马勇生和胡治国一行人急匆匆来到县医院的急诊室,见医护人员紧张地忙碌着,透过急诊室的玻璃窗,胡治国清楚的看到王文桐正躺在床上,脸上带着氧气罩,明显的可以看到王文桐呼吸急促,医生正在用仪器为他检测着,不时地小声说着什么,看来王文桐真是病的不轻,郑万江没有骗他。
值班医生告诉马勇生和胡治国,王文桐由于心情紧张,心脏病突然发作,目前正处于昏迷状态,他们正在全力抢救,看来王文桐一时还清醒不过来,马勇生指示一定要竭尽全力抢救,争取使他尽快苏醒过来。
“老胡,目前他这种状况,不可能对他进行审讯,只得等他清醒过来再说。”马勇生说。
胡治国没有说什么,现在这种状况他能说什么呢?王文桐现在是讲不了话的。他看看时间已是夜里一点多钟了,他感觉有一些倦意袭来,他打了一个长长的哈欠,对马勇生说道:“马局长,看来提审王文桐的工作只能往后放一放了,其它的工作要加紧。经过这一天的工作,大家都很劳累,回去休息吧?本想尽快掌握第一手资料,没有想到他会突然发病,白白耽误一宿的时间,真是让人扫兴。”

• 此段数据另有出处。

PR #333, opened 2021-11-26
Add native bundled runtime option

ScottPeterJohnson:
So this PR is more of a proof of concept than anything immediately production-ready, but the gist is that I wanted to try using the [Badass Runtime plugin](https://badass-runtime-plugin.beryx.org/releases/latest/) to generate truly self-contained scriptlet executables. Basically, this bundles a stripped-down JRE runtime into a self-extracting shell script. Inefficient ("Hello World" is 20 MB) but potentially very useful for using KScript in situations without known JRE deployment. I'm not really sure of a good name to distinguish this from the existing fat jar packaging yet, but went with the "--native" flag for the moment.

Also since the Capsule project has been dead for a long while now (and seems to have Java 9+ issues), I tried replacing it with the shadow plugin. I admit I don't really understand the differences between the two (since the Capsule docsite is dead) but they appear to do the same thing, more or less?

Let me know if you're interested or foresee difficulties, and I could put some more effort into this PR. Currently it basically works (on Linux) with the simple tests I've run so far.

### DIFF
--- a/.github/workflows/build.yml
+++ b/.github/workflows/build.yml
@@ -39,12 +39,12 @@ jobs:
       - name: Install kotlin
         run: |
           source "/home/runner/.sdkman/bin/sdkman-init.sh"
-          sdk install kotlin 1.4.31
+          sdk install kotlin 1.6.0
 
       - name: Install gradle
         run: |
           source "/home/runner/.sdkman/bin/sdkman-init.sh"
-          sdk install gradle 6.7
+          sdk install gradle 7.2
 
 
       # https://stackoverflow.com/questions/50104666/gradle-difference-between-test-and-check
--- a/build.gradle.kts
+++ b/build.gradle.kts
@@ -1,8 +1,8 @@
 import com.github.jengelman.gradle.plugins.shadow.tasks.ShadowJar
 
 plugins {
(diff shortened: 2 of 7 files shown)


holgerbrandl:
In particular since the already present --package option is causing problems (because of legacy dependencies) I like the idea. But also the inclusion of the JRE allows for an even higher level of self-containedness.

However, since we're in the progress of merging #332  (fyi @aartiPl ) we may want to stall this PR until the merge of 332 is complete. Clearly, this requires some adaptions here, but since 332 is much bigger, it seems the correct approach to me. Would this make sense to you as well?

What's imho missing in this PR is an addition to the test-suite to cover this new mode of operation.

ScottPeterJohnson:
That makes sense! This should be a smaller PR, so it shouldn't be too much work to adapt it to a major refactoring.

ScottPeterJohnson:
Closing; going to simply rewrite these changes against 4.0

aartiPl:
Hi @ScottPeterJohnson! It's great that you want to work on a native packaging option.

Please take into consideration that in the 4.1 branch there is already recreated "--package", so a good name for another option would be needed.

Please recreate PR against the 4.1 branch, since we do not want to make changes in the stable 4.0 branch.

PR #343, opened 2022-04-25
build.gradle.kts: Executable JAR

jayvdb:
This allows easily running using `java -jar ktscript.jar` , especially useful on Windows without needing to rely on the bash script `ktscript`.


holgerbrandl:
Interesting options. Thanks for the contribution. kscript also works in a bash terminal on windows (e.g. git-bash)

PR #348, opened 2022-04-28
Temporary fix for artifact resolution problem

aartiPl:
Temporary fix for artifact resolution problem (downgraded kotlin-scripting to 1.4.32)


aartiPl:
Fixed by properly creating shadow jar.

PR #354, opened 2022-05-18
Kscript 4.1

aartiPl:
Draft PR - there is still more to do.

@holgerbrandl - Can you please release a patched version of kscript 4.0? That way users can still use version 4, while work on 4.1 can be continued.


holgerbrandl:
Sure, done. Thanks for your great initiative here!

aartiPl:
@wuseal - Unfortunately, current changes won't help. The problem is that compilation happens on a single script consolidated from many smaller scripts. Therefore it is not possible to report correct line numbers for specific scripts. Maybe a better approach would be to provide separate scripts for compilation, the compiler will be able to provide exact line numbers of problems in the code. It is doable but requires considerable rework of the KScript. I will consider it for later :-)

PR #357, opened 2022-05-20
Fix for OsType comparison logic

justixLoL:
Changed equals to contains so run for os 'darwin21' also works


aartiPl (approved):
LGTM - should not break anything and also handle the case for MacOs.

马勇生点点头,说:“现在的情况也只能这样了,你看下一步的工作如何开展?”
胡治国表示,一切工作由公安局具体安排负责,他只是配合调查了解有关情况,掌握案情,向上一级领导负责,自己根据事实向领导汇报,具体工作还是由公安局刑警大队去做,他不能干涉,郑万江表示一定服从局领导的安排,加紧开展刑侦工作,尽快取得有利的证据。
胡治国自己驾车离开了医院,但并没有回到他的办公室,他看了看时间,他打了一个电话,对方是个娇嘀嘀地女人,胡治国说了些温柔的话语,告诉她马上就到。
看到王文桐心脏病发作,胡治国心里的石头总算落了地,这样可以拖延审讯时间,不管他以前说了什么,目前只有稳住局面,绝不能再让他开口讲话,以免被马勇生他们把话套了去,他们在这方面都是高手,会从一字当中找到线索,至于以后如何采取措施,他的心里已经有了想法。自信有十分的把握,不让王文桐开口说话。
他又仔细的思虑一番,认为没有了漏洞,脚下一踩油门,轿车风驰电掣般飞驰起来,驱车来到郊外的一栋小楼前,按了两声喇叭,那意思是告诉里面的人他到了。
这是胡治国自己通过王文桐在东关村建的,以一个远房亲戚的名义购置的地皮。他用遥控装置打开防盗门,将车开进了大院内,又将防盗门放下,径自走上二楼的卧室,脱下了制服,听到卫生间有水声,知道里面的人在干什么。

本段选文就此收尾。